DE Change of Variables

• Jan 9th 2011, 02:14 PM
dwsmith
DE Change of Variables
$u_x-u_y+u=\exp{(x+2y)}$

$u(x,0)=0$

The solutions is $u(x,y)=-y\exp{(x+2y)}$

$\displaystyle\omega_{\xi}(\cos{\alpha}-\sin{\alpha})-\omega_{\eta}(\sin{\alpha}+\cos{\alpha})+\omega=ex p{[\xi(\cos{\alpha}+2\sin{\alpha})+\eta(2\cos{\alpha}-\sin{\alpha})]$

$\displaystyle\cos{\alpha}=-\frac{\sqrt{2}}{2} \ \ \mbox{and} \ \ \sin{\alpha}=\frac{\sqrt{2}}{2}$

$\displaystyle -\sqrt{2}\omega_{\xi}+\omega=\exp{\left(\frac{\sqrt {2}}{2}\xi-\frac{3\sqrt{2}}{2}\eta}\right)\Rightarrow \omega_{\xi}-\frac{1}{\sqrt{2}}\omega=\frac{\exp{\left(\frac{\s qrt{2}}{2}\xi-\frac{3\sqrt{2}}{2}\eta}\right)}{-\sqrt{2}}$

$x=A\xi+B\eta \ \ \mbox{and} \ \ y=C\xi+D\eta$

$\omega_{\xi}=Au_x+Cu_y=u_x-u_y\Rightarrow A=1 \ \ B=-1$

$x=\xi+B\eta \ \ \mbox{and} \ \ y=-\xi+D\eta$

$\omega_{\xi}+\omega=\mbox{?}$

Should this be set equal to $\displaystyle\exp{(x+2y)} \ \mbox{or} \ \exp{\left(\frac{\sqrt{2}}{2}\xi-\frac{3\sqrt{2}}{2}\eta}\right)$
• Jan 9th 2011, 08:00 PM
dwsmith
$\omega_{\xi}+\omega=\exp{(x+2y)}$

$\displaystyle\int\left(\frac{\partial}{\partial\xi }\left[\exp{(\xi)}\omega\right]\right)d\xi=\int\exp{(\xi+x+2y)}d\xi$

$\exp{(\xi)}\omega=\exp{(\xi+x+2y)}+g(\eta)\Rightar row\omega(\xi,\eta)=\exp{(x+2y)}+\exp{(-\xi)}g(\eta)$

$x=\xi+B\eta \ \ \mbox{and} \ \ 0=-\xi+D\eta$

Let D = 0 and B = 1 since y = 0, both D and B are arbitrary, and $AD - BC\neq 0$.

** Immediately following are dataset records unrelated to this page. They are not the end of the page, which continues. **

PR #153, opened 2023-03-17
Fix mixin support

Gallaecio:


wRAR:
I think I'm missing the context :)

Gallaecio:
This is fixing 2 issues that I found while working out why https://github.com/zytedata/zyte-common-items/pull/29 was happening.

The problems are covered by the the addition of `class C(Mixin, A)` to the new test, as well as the corresponding new assert: `assert set(get_fields_dict(C)) == {"a", "c", "mixin"}`.

Before the changes here, `set(get_fields_dict(C))` is actually `{'a', 'b', 'c', 'mixin'}`, i.e. `b` gets leaked from `B` through `Mixin`. This is solved by making `Mixin` inherit from `FieldsMixin`, which I realize now is a base class that any mixin providing fields needs to subclass to work. `FieldsMixin.__init_subclass__` takes care of avoiding that leak.

However, when you solve that *test issue*, changing `Mixin` to `Mixin(FieldsMixin)` in the test, another issue occurs: `set(get_fields_dict(B))` (notice it’s the old `B` assert, not the new `C` assert) becomes `{'b', 'mixin'}`, i.e. loses the `a` from its parent class `A`. This is because `FieldsMixin` did not support multiple inheritance. In fact, if you change `B(Mixin, A)` to `B(A, Mixin)`, the outcome becomes `{'a', 'b'}`, which is also wrong, but now the missing field is `mixin`, not `a`.

So, this second issue, which is really the only issue in scrapy-poet itself (not inheriting from FieldsMixin was a test issue), is addressed by modifying `FieldsMixin.__init_subclass__` to take multiple-inheritance into account, inspecting the fields of all its base classes and not just those of the first one.

wRAR (approved):

kmike:
Thanks @Gallaecio! It seems we also might want to add some notes to the docs about FieldsMixin, that it's required if you want to create a mixin which provides fields.

PR #158, opened 2023-03-30
Added HttpResponse.status in example implementation

### LINKED ISSUE #157: Map HttpResponse.status in the example implementation
Update https://github.com/scrapinghub/web-poet/blob/35c67d6bf018a823b3fa973d0b729761e394d934/web_poet/example.py#L35-L41 to also map the response status code into the returned HttpResponse object.

sjdex:
This closes #157.

### DIFF
--- a/web_poet/example.py
+++ b/web_poet/example.py
@@ -36,6 +36,7 @@ def _get_http_response(url: str) -> HttpResponse:
     response = requests.get(url)
     return HttpResponse(
         response.url,
+        status=response.status_code,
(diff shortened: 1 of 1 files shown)


Gallaecio (approved):
Great!

It would be even better if you could add a test for this to https://github.com/scrapinghub/web-poet/blob/master/tests/test_example.py, e.g. mocking request.get. However, given the lack of existing test coverage for this part of the code, I am OK with merging as is.

PR #161, opened 2023-04-04
Improve and document processors for nested items

wRAR:
This extracts `ItemBase` from `ItemPage`, the only difference between them being `ItemPage` inheriting from `Injectable`. It also adds `ItemPartial` which too inherits from `ItemBase` but adds `FieldsMixin` instead of `Injectable`. Actually, as `Injectable` inherits from `FieldsMixin` we coud have just `ItemBase` (inheriting from `FieldsMixin`) and `ItemPage` and use `ItemBase` directly in the user code.

Both new classes can be renamed.

### DIFF
--- a/docs/page-objects/fields.rst
+++ b/docs/page-objects/fields.rst
@@ -272,7 +272,7 @@ Some item fields contain nested items (e.g. a product can contain a list of
 variants) and it's useful to have processors for fields of these nested items.
 You can use the same logic for them as for normal fields if you define an
 extractor class that produces these nested items. Such classes should inherit
-from :class:`~.Extractor`. In simplest cases you need to pass a selector to
+from :class:`~.Extractor`. In the simplest cases you need to pass a selector to
 them:
 
 .. code-block:: python
--- a/docs/page-objects/fields.rst
+++ b/docs/page-objects/fields.rst
@@ -316,6 +316,7 @@ dictionaries with some data:
 
 .. code-block:: python
 
+    @attrs.define
     class VariantExtractor(Extractor):
         variant_data: dict
 
--- a/docs/page-objects/fields.rst
+++ b/docs/page-objects/fields.rst
@@ -272,7 +272,8 @@ Some item fields contain nested items (e.g. a product can contain a list of
 variants) and it's useful to have processors for fields of these nested items.
 You can use the same logic for them as for normal fields if you define an
 extractor class that produces these nested items. Such classes should inherit
-from :class:`~.Extractor`:
+from :class:`~.Extractor`. In simplest cases you need to pass a selector to
+them:
 
 .. code-block:: python
 
@@ -299,6 +300,28 @@ from :class:`~.Extractor`:
         @field(out=[str.strip])
         def color(self):
             return self.sel.css(".name::text")
+
+In such cases you can also use :class:`~.SelectorExtractor` as a shortcut that
+provides ``css()`` and ``xpath()``:
+
+.. code-block:: python
+
+    class VariantExtractor(SelectorExtractor):
+        @field(out=[str.strip])
+        def color(self):
+            return self.css(".name::text")
+
+You can also pass other data in addition to, or instead of, selectors, such as
+dictionaries with some data:
+
+.. code-block:: python
+
+    class VariantExtractor(Extractor):
+        variant_data: dict
+
+        @field(out=[str.strip])
+        def color(self):
+            return self.variant_data["color"]
 
 
 .. _item-classes:
--- a/docs/page-objects/fields.rst
+++ b/docs/page-objects/fields.rst
@@ -270,15 +270,15 @@ Processors for nested fields
 
 Some item fields contain nested items (e.g. a product can contain a list of
 variants) and it's useful to have processors for fields of these nested items.
-You can use the same logic for them as for normal fields if you define a
-"partial page object" class that produces these nested items. Such classes
-should inherit from :class:`~.ItemPartial`:
+You can use the same logic for them as for normal fields if you define an
+extractor class that produces these nested items. Such classes should inherit
+from :class:`~.Extractor`:
 
 .. code-block:: python
 
     import attrs
     from parsel import Selector
-    from web_poet import ItemPage, HttpResponse, field
+    from web_poet import Extractor, ItemPage, HttpResponse, field
 
     @attrs.define
     class MyPage(ItemPage):
@@ -287,13 +287,13 @@ should inherit from :class:`~.ItemPartial`:
         @field
         async def variants(self):
             variants = []
-            for color in self.response.css(".color"):
-                variant = await VariantPartial(color).to_item()
+            for color_sel in self.response.css(".color"):
+                variant = await VariantExtractor(color_sel).to_item()
                 variants.append(variant)
             return variants
 
     @attrs.define
-    class VariantPartial(ItemPartial):
+    class VariantExtractor(Extractor):
         sel: Selector
 
         @field(out=[str.strip])
--- a/docs/page-objects/fields.rst
+++ b/docs/page-objects/fields.rst
@@ -206,6 +206,7 @@ named ``Processors``:
 
 .. code-block:: python
 
+    import attrs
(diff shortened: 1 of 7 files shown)


wRAR:
> Actually, as Injectable inherits from FieldsMixin we coud have just ItemBase (inheriting from FieldsMixin) and ItemPage and use ItemBase directly in the user code.

This is now done, `ItemBase` is renamed to `Extractor`. Item validation is moved to `ItemPage`, but I needed to keep a `_validate_input` stub in `Extractor` as the field machinery expects it, it's possible that it can be refactored instead.

I've also added `SelectorExtractor` that provides `self.selector` and shortcuts for it. Shortcuts are copied from `SelectableMixin`, I don't think we need a separate mixin for those but it's possible :)

web_poet/__init__.py
```diff
@@ -12,7 +12,15 @@
     RequestUrl,
     ResponseUrl,
 )
-from .pages import Injectable, ItemPage, ItemWebPage, Returns, WebPage, validates_input
+from .pages import (
+    Extractor,
```
kmike, line 16: we should also include SelectorExtractor here

web_poet/pages.py
```diff
@@ -100,15 +100,23 @@ def __init_subclass__(cls, skip_nonitem_fields=_NOT_SET, **kwargs):
             return
         cls._skip_nonitem_fields = skip_nonitem_fields
 
-    @validates_input
+    def _validate_input(self) -> None:
```
kmike, line 103: It seems it'd be a bit cleaner if FieldsMixin can handle a case when _validate_input is not defined

wRAR: Yeah, and it's both FieldsMixin and @field that need to handle it, I'll do that and see how it looks.

wRAR:
I've forgot to mention that all of this needs better docstrings now, especially to show the differences between classes.

web_poet/pages.py
```diff
@@ -137,3 +150,20 @@ class WebPage(ItemPage[ItemT], ResponseShortcutsMixin):
...
+
+@attr.s(auto_attribs=True)
+class SelectorExtractor(Extractor[ItemT]):
+    """Extractor that takes a :class:`parsel.Selector` and provides
+    XPath / CSS shortcuts.
+    """
+
+    selector: parsel.Selector
+
+    def xpath(self, query, **kwargs) -> parsel.SelectorList:
```
kmike, line 163: This code is exactly the same as in SelectableMixin. What do you think about creating CssXpathMixin, and using it both here and in SelectableMixin?

wRAR: "Shortcuts are copied from SelectableMixin, I don't think we need a separate mixin for those but it's possible :)" was about this :)

kmike: Yeah, let's do it :) The code is simple, but still, there is query and **kwargs, and typing, it seems it's worth it to avoid duplication in this case.

web_poet/pages.py
```diff
@@ -137,3 +150,20 @@ class WebPage(ItemPage[ItemT], ResponseShortcutsMixin):
 
 
 ItemWebPage = _create_deprecated_class("ItemWebPage", WebPage, warn_once=False)
+
+
+@attr.s(auto_attribs=True)
+class SelectorExtractor(Extractor[ItemT]):
```
kmike, line 156: We should have it documented somewhere; I think only having reference API docs and not mentioning it elsewhere is not enough.

kmike:
👍 It looks good to me overall @wRAR!

web_poet/pages.py
wRAR: This isn't as straightforward as I thought as `selector` is a property in `SelectableMixin` but an attribute in `SelectorExtractor` so I'll look into it later (unless we want to just silence mypy on this).

docs/page-objects/fields.rst
```diff
@@ -263,6 +265,65 @@ explicitly accessing or subclassing the ``Processors`` class:
...
+        @field(out=[str.strip])
+        def color(self):
+            return self.css(".name::text")
+
+You can also pass other data in addition to, or instead of, selectors, such as
+dictionaries with some data:
+
+.. code-block:: python
+
+    class VariantExtractor(Extractor):
```
kmike, line 319: attrs.define is missing

kmike (approved):

web_poet/pages.py
```diff
@@ -137,3 +147,20 @@ class WebPage(ItemPage[ItemT], ResponseShortcutsMixin):
...
+    """Extractor that takes a :class:`parsel.Selector` and provides
+    XPath / CSS shortcuts.
+    """
+
+    selector: parsel.Selector
+
+    def xpath(self, query, **kwargs) -> parsel.SelectorList:
+        """A shortcut to ``.selector.xpath()``."""
+        return self.selector.xpath(query, **kwargs)
```
kmike, line 162: Could you please add tests for these methods?

web_poet/pages.py
wRAR: I went with silencing mypy because even if we find a clean way to declare `selector: parsel.Selector` in `CssXpathMixin` we still need to redeclare it in `SelectorExtractor` because of `attrs` (unless there is a way around that too).

web_poet/mixins.py
```diff
@@ -5,7 +5,17 @@
 from w3lib.html import get_base_url
 
 
-class SelectableMixin(abc.ABC):
+class CssXpathMixin(abc.ABC):
```
kmike, line 8: Why does it inherit from abc.ABC?

web_poet/mixins.py
```diff
@@ -5,7 +5,17 @@
 from w3lib.html import get_base_url
 
 
-class SelectableMixin(abc.ABC):
+class CssXpathMixin:
```
Gallaecio, line 8: Could we go for a more generic name? (I’m thinking of [JMESPath support in the future](https://github.com/scrapy/parsel/pull/181)) e.g. `SelectorShortcutsMixin` would be in line with `ResponseShortcutsMixin`.

web_poet/pages.py
```diff
@@ -81,10 +82,9 @@ def _to_item(self, *args, **kwargs):
     return _to_item  # type: ignore[return-value]
 
 
-class ItemPage(Injectable, Returns[ItemT]):
-    """Base Page Object, with a default :meth:`to_item` implementation
-    which supports web-poet fields.
-    """
+class Extractor(Returns[ItemT], FieldsMixin):
+    """The base class for page objects and other extractors, providing support
+    for fields."""
```
Gallaecio, line 87: To make it clear that `ItemPage` is the base class for page objects, maybe it would be best not to mention page objects here.

```suggestion
    """Base class for field support."""
```

web_poet/pages.py
```diff
@@ -100,15 +100,20 @@ def __init_subclass__(cls, skip_nonitem_fields=_NOT_SET, **kwargs):
...
             self,
             item_cls=self.item_cls,
             skip_nonitem_fields=self._get_skip_nonitem_fields(),
         )
 
+
+class ItemPage(Extractor[ItemT], Injectable):
+    """Base Page Object, with a default :meth:`to_item` implementation
+    which supports web-poet fields.
+    """
```
Gallaecio, line 115: I would refrain mentioning the `to_item` implementation, since it basically comes from Extractor.

```suggestion
    """Base class for page objects."""
```

web_poet/pages.py
```diff
@@ -137,3 +147,12 @@ class WebPage(ItemPage[ItemT], ResponseShortcutsMixin):
 
 
 ItemWebPage = _create_deprecated_class("ItemWebPage", WebPage, warn_once=False)
+
+
+@attr.s(auto_attribs=True)
+class SelectorExtractor(Extractor[ItemT], CssXpathMixin):
+    """Extractor that takes a :class:`parsel.Selector` and provides
+    XPath / CSS shortcuts.
+    """
```
Gallaecio, line 156:
```suggestion
    """Extractor that takes a :class:`parsel.Selector` and provides shortcuts 
    for its methods."""
```

PR #163, opened 2023-04-11
Store HttpError exceptions in HttpClient serialization

wRAR:
This allows us to test requests that fail with HttpError, not just return a non-200 status.

### DIFF
--- a/tests/test_testing.py
+++ b/tests/test_testing.py
@@ -12,7 +12,7 @@ from itemadapter import ItemAdapter
 from zyte_common_items import Item, Metadata, Product
 
 from web_poet import HttpClient, HttpRequest, HttpResponse, WebPage, field
-from web_poet.exceptions import HttpResponseError
+from web_poet.exceptions import HttpRequestError, HttpResponseError
 from web_poet.page_inputs.client import _SavedResponseData
 from web_poet.testing import Fixture
 from web_poet.testing.__main__ import main as cli_main
@@ -336,7 +336,7 @@ def test_httpclient_no_response(pytester, book_list_html_response) -> None:
 
 
 @attrs.define
-class ClientExceptionPage(WebPage):
+class ClientResponseErrorPage(WebPage):
     client: HttpClient
 
     async def to_item(self) -> dict:
@@ -348,7 +348,7 @@ class ClientExceptionPage(WebPage):
         return {"foo": "bar", "exception": msg}
 
 
-def test_httpclient_exception(pytester, book_list_html_response) -> None:
+def test_httpclient_response_exception(pytester, book_list_html_response) -> None:
     url = "http://books.toscrape.com/1.html"
     request = HttpRequest(url)
     response = HttpResponse(url=url, body=b"body1", status=404, encoding="utf-8")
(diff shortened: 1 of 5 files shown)


web_poet/page_inputs/client.py
```diff
@@ -195,6 +196,10 @@ async def execute(
         if self.return_only_saved_responses:
             for fp, saved_data in self._saved_responses.items():
                 if request_fingerprint(request) == fp:
+                    if saved_data.exception:
+                        raise saved_data.exception
+                    if not saved_data.response:
+                        continue
```
Gallaecio, line 202: If there is no exception there is always going to be a response, right?

```suggestion
                    assert saved_data.response
```

web_poet/serialization/functions.py
```diff
@@ -115,9 +118,16 @@ def _serialize_HttpClient(o: HttpClient) -> SerializedLeafData:
...
         for k, v in serialized_request.items():
             serialized_data[f"{i}-HttpRequest.{k}"] = v
-        serialized_response = serialize_leaf(data.response)
-        for k, v in serialized_response.items():
-            serialized_data[f"{i}-HttpResponse.{k}"] = v
+        if data.response:
+            serialized_response = serialize_leaf(data.response)
+            for k, v in serialized_response.items():
+                serialized_data[f"{i}-HttpResponse.{k}"] = v
+        if data.exception:
```
Gallaecio, line 125: Would this be right?

```suggestion
        else:
            assert data.exception
```

web_poet/page_inputs/client.py
wRAR: Right.

web_poet/serialization/functions.py
wRAR: Well, assuming the data on-disk is well-formed.

web_poet/serialization/functions.py
```diff
@@ -128,24 +138,42 @@ def _deserialize_HttpClient(
...
         elif type_name == "HttpResponse":
             serialized_responses.setdefault(key, {})[suffix] = v
+        elif type_name == "exception_type":
+            serialized_exception_types[key] = v.decode()
+        elif type_name == "exception":
+            serialized_exceptions.setdefault(key, {})[suffix] = v
 
     for key, serialized_request in serialized_requests.items():
         serialized_response = serialized_responses.get(key)
-        if not serialized_response:
```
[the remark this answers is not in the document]
wRAR: I think it could only happen if the data on-disk is not well-formed.

Gallaecio (approved):
Looks good to me.

I do think at some point we might want to revisit how we handle reading bad fixtures, I think raising an exception may be appropriate in such cases, but I am OK with not addressing that here.

tests/test_testing.py
```diff
@@ -363,14 +363,55 @@ def test_httpclient_exception(pytester, book_list_html_response) -> None:
...
+        "exception": "Bad Request",
+    }
+    fixture = _save_fixture(
+        pytester,
+        page_cls=ClientRequestErrorPage,
+        page_inputs=[book_list_html_response, client],
+        expected=item,
+    )
+    assert (fixture.input_path / "HttpClient-0-exception_type.txt").exists()
+    assert (fixture.input_path / "HttpClient-0-exception.msg.txt").exists()
```
kmike, line 407: Would it be possible to store the exception in a single file?

wRAR: It's possible, though we will need to stop using `serialize_leaf` for that and do the serialization inside `_serialize_HttpClient` (as to use the leaf serialization API we need to store the type name somewhere).

And I wonder what should we do with exceptions that have the `request` attribute non-empty. Currently it's serialized via the normal serialization API and so it's stored as separate file(s). Options:

1. Continue doing that, so that an exception will have its own data in a file created directly inside `_serialize_HttpClient` and also some file(s) for its embedded request.
2. Write some code inside `_serialize_HttpClient` that serializes the request into a single dict to put it inside the exception JSON.
3. Don't serialize `exception.request` and on deserialization set it to the request that this exception is related to (only if a flag that says "exception.request wasn't empty" is true?).

It's actually something worth discussing in any case: currently after deserialization `request` and `exception.request` will be different objects, I don't know if this can cause problems. Also note that scrapy-poet doesn't set the `request` attribute when raising `HttpError`.

kmike: > It's possible, though we will need to stop using serialize_leaf for that and do the serialization inside _serialize_HttpClient

This looks ok to me, because exceptions are not leaf dependencies.

> And I wonder what should we do with exceptions that have the request attribute non-empty. Currently it's serialized via the normal serialization API and so it's stored as separate file(s).

A good catch. No strong opinion on that, but options 2 and 3 make more sense to me. (3) is probably fine.

> Also note that scrapy-poet doesn't set the request attribute when raising HttpError.

A good catch; looks like a bug?

kmike: It may even be fine to not store any exception arguments now, because we're only checking the exception type.

web_poet/page_inputs/client.py
kmike: Hey! What was the resolution here?

kmike (approved):
👍

web_poet/page_inputs/client.py
kmike: Is the idea to address it later?

PR #1020, opened 2021-12-15
Add tests for VS2022 with LLVM

dmitrykobets-msft:
The Windows-2022 Clang rollout seems to be under way -- the documentation hasn't been updated yet but it looks like the changes to the VMs are in? Let's try them out


dmitrykobets-msft:
It appears that VS Clang is not yet available in windows-2022 VMs :(

dmitrykobets-msft:
There have been other compiler updates since this PR was created; closing in favor of a new PR to tweak compiler support + reduce the frequency with which it is necessary to update the compiler version table in the README.

PR #1021, opened 2022-01-03
Update compiler support

dmitrykobets-msft:
Bump clang support to 12 and 11, and add support for VS with LLVM


sunnychatterjee (approved):
Looks good, thanks Dmitry!

Issue #1025, opened 2022-01-27
GSL violates SF.12


beinhaerter:
[SF.12: Prefer the quoted form of #include for files relative to the including file and the angle bracket form everywhere else](https://github.com/isocpp/CppCoreGuidelines/blob/master/CppCoreGuidelines.md#Rs-incform)

> [...] the guidance is to use the quoted form for including files that exist at a relative path to the file containing the #include statement (from within the same component or project) and to use the angle bracket form everywhere else, where possible. [...]

The GSL includes its own files as `#include <gsl/xxx>`. It would be better to use `#include "xxx"` as SF.12 proposes.

If you agree to SF.12, I would be ready to prepare a PR.

<hr/>

The way it currently is, results in problems in our projects. Following is some background.

We have a build environment which handles all projects and the include pathes. For example

Project not under my control:
```
project1/include/...
project1/src/project1.cpp
```

Project under my control:
```
project2/include/project2/project2.h
project2/src/project2.cpp
```

Project under my control:
```
project3/include/project3/project3.h
project3/src/project3.cpp
```

For project3 the build environment (not under my control) uses gcc with `-Iproject1/include -Iproject2/include`.
`project3.cpp` uses `#include <project2/project2.h>`.

In this structure we want to integrate GSL. GSL cannot be a made global project, so I must make it a subfolder in a project under my control (`project2`). I want to add a new folder `project2/include/project2/gsl` with all the GSL headers like

```
project2/include/project2/gsl/narrow
project2/include/project2/gsl/util
```

The GSL folder is added under `project2/include/project2/` and not under `project2/include/` so that it cannot collide if for example `project1`'s author decides to add the `gsl` folder as `project1/include/gsl`.
<hr/>

In this setup, to use GSL, `project2` needs to write `#include <project2/gsl/narrow>`.

This fails because `gsl/narrow` does `#include <gsl/util>` which fails. It would however work if GSL used `#include "util"` as SF.12 suggests.

The way we currently solve it, is to apply the changes that I ask for, in our local copy of the GSL.

dmitrykobets-msft:
Hi @beinhaerter, thanks for the clear explanation of this issue. Your proposal seems good to me, I'd be happy to take a look at your PR.

PR #1030, opened 2022-01-31
quoted form of #include when GSL includes GSL files

beinhaerter:
[SF.12: Prefer the quoted form of #include for files relative to the including file and the angle bracket form everywhere else](https://github.com/isocpp/CppCoreGuidelines/blob/master/CppCoreGuidelines.md#Rs-incform)

Additionally changed #include order in `span` so that all `span_ext` is in the GSL include block and not in the STL include block.

Fixes issues #1025.


dmitrykobets-msft (approved):
Thanks @beinhaerter, looks good

PR #1041, opened 2022-03-21
Suppress reserved identifier warning

dmitrykobets-msft:
The following reserved identifiers are being used specifically to target certain MSVC constructs, so suppress the warning in VS 2022 (LLVM) "... is reserved because it starts with '_' followed by a capital letter":
- _Unchecked_type
- _Verify_range
- _Verify_offset
- _Unwrapped
- _Unwrap_when_unverified
- _Seek_to
- _Unchecked_begin
- _Unchecked_end


sunnychatterjee (approved):
Looks good Dmitry, thanks for the fix!

PR #1042, opened 2022-03-22
Fix C26467(es.46) warning in gsl::narrow implementation

### LINKED ISSUE #1036: es.46 on gsl::narrow/gsl::narrow_cast
When calling `gsl::narrow<double>(size_t)` under VS 16.11.10 I get the warning

> gsl\narrow(42): warning C26467: Converting from floating point to unsigned integral types results in non-portable code if the double/float has a negative value. Use gsl::narrow_cast or gsl::narrow instead to guard against undefined behavior and potential data loss (es.46).

It looks like this warning should be suppressed inside `gsl::narrow` and `gsl::narrow_cast`.

When adding `GSL_SUPPRESS(es.46) // NO-FORMAT: attribute` to both functions directly after the already existing `GSL_SUPPRESS(f.6)` I still get the warning.

Is this something that the VS team should look at?
Is this a warning that we want to suppress in the GSL? If so, with `GSL_SUPPRESS` or with `#pragma warning(disable: ...)` as a workaround?

dmitrykobets-msft:
The static_cast is an intended implementation detail of gsl::narrow. However, MSVC correctly
raises warning C26467 and suggests to use `gsl::narrow_cast`. Use the suggestion, especially since
gsl::narrow_cast is being used to make the initial U -> T conversion. 

Also, while the CoreGuidelines use `static_cast` in their definition of `gsl::narrow`, `gsl::narrow_cast` is officially defined as `static_cast`, so no functional nor semantic regression results from this change.

Fixes #1036

### DIFF
--- a/include/gsl/narrow
+++ b/include/gsl/narrow
@@ -43,7 +43,7 @@ GSL_SUPPRESS(p.2) // NO-FORMAT: attribute // don't rely on undefined behavior
                                    // and cannot fit into the destination integral type), the resultant behavior is benign on the platforms
                                    // that we target (i.e., no hardware trap representations are hit).
 
-    if (static_cast<U>(t) != u || (is_different_signedness && ((t < T{}) != (u < U{}))))
+    if (narrow_cast<U>(t) != u || (is_different_signedness && ((t < T{}) != (u < U{}))))
     {
         throw narrowing_error{};
     }


dmitrykobets-msft:
Update: using gsl::narrow_cast to replace the static_cast is incorrect, since in the implementation of gsl::narrow it is assumed that the static_cast conversion is (most often) widening.

include/gsl/narrow
```diff
@@ -43,7 +43,7 @@ GSL_SUPPRESS(p.2) // NO-FORMAT: attribute // don't rely on undefined behavior
                                    // and cannot fit into the destination integral type), the resultant behavior is benign on the platforms
                                    // that we target (i.e., no hardware trap representations are hit).
 
-    if (static_cast<U>(t) != u || (is_different_signedness && ((t < T{}) != (u < U{}))))
+    if (narrow_cast<U>(t) != u || (is_different_signedness && ((t < T{}) != (u < U{}))))
```
sunnychatterjee, line 46: @dmitrykobets-msft It's better to leave it as static_cast and add a suppression in function scope as we discussed.

PR #1044, opened 2022-04-25
gsl/narrow should include <exception>

TheJCAB:
This file uses std::exception, so it should include the appropriate header.

Normally it gets the STL's "exception" header included via the gsl/assert file, but this is skipped with _HAS_EXCEPTIONS=0. I understand _HAS_EXCEPTIONS is undocumented and unsupported, but regardless, the appropriate header should be included here.

Alternatively, gsl/narrow should be modified to support _HAS_EXCEPTIONS=0, like gsl/assert was. But I'm not proposing that change. "exception" does define std::exception even with _HAS_EXCEPTIONS=0.

### DIFF
--- a/include/gsl/narrow
+++ b/include/gsl/narrow
@@ -16,8 +16,9 @@
 
 #ifndef GSL_NARROW_H
 #define GSL_NARROW_H
-#include "assert" // for Expects
-#include "util"   // for narrow_cast
+#include "assert"    // for Expects
+#include "util"      // for narrow_cast
+#include <exception> // for std::exception
 namespace gsl
 {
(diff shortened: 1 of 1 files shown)


dmitrykobets-msft:
Hi @TheJCAB, thanks for helping clean up the code here, the fix looks good.
I think you are missing a word in the last sentence of your change description. Could you please fix that? Thanks.

TheJCAB:
@dmitrykobets-msft  "missing a word in the last sentence of your change description" - It was complete, but I guess angle brackets are not good here. Too used to ADO's markup, I suppose. Thanx! Fixed.

PR #1049, opened 2022-06-21
Resolve MSVC warning C5260

dmitrykobets-msft:
MSVC warning C5260 says namespace-scope `constexpr` variables should be marked `inline` or `static` for C++20 header units. 
("warning C5260: the constant variable 'X' has internal linkage in an included header file context, but external linkage in imported header unit context; consider declaring it 'inline' as well if it will be shared across translation units, or 'static' to express intent to use it local to this translation unit").

### DIFF
--- a/include/gsl/span_ext
+++ b/include/gsl/span_ext
@@ -41,7 +41,7 @@ namespace gsl
 {
 
 // [span.views.constants], constants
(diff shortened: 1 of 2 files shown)


sunnychatterjee (approved):
Looks good, thanks for the fix.

PR #1052, opened 2022-08-17
solve span compile problem with gcc 5.5.0

beinhaerter:


dmitrykobets-msft:
Hi @beinhaerter, thanks for the fix - I think it's fine to merge because it's so minimal and addresses a bug in GCC (albeit old). Can you rebase / merge on top of the latest main branch? I recently pushed some changes that should fix the failing CI_android run which is blocking the merge for this PR.

PR #1056, opened 2022-09-29
Properly handle finally(actual_function)

CaseyCarter:
`finally` needs to use `decay_t` instead of `remove_cvref_t` so it can properly accept non-object function arguments by decaying to function pointer type. Adds test coverage for this use case which was previously missing.


dmitrykobets-msft:
Thanks for the catch!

$x=\xi+\eta \ \ \mbox{and} \ \ y=0=-\xi$

$\eta=x-\xi=x+y$

$\omega(\xi,\eta)=u(x,y)=\exp{(x+2y)}+\exp{(y)}g(x+ y)$

$u(x,0)=\exp{(x)}+g(x)=0\Rightarrow g(x)=-\exp{(x)}$

$u(x,y)=\exp{(x+2y)}-\exp{(y)}\exp{(x+y)}=0$

This is obviously wrong but I don't know what to do differently.
• Jan 10th 2011, 07:05 AM
Jester
You got two things going on that seems to be confusing you - (1) a rotation of coordinates and (2) a general change of coordinates. Let me see if I can help.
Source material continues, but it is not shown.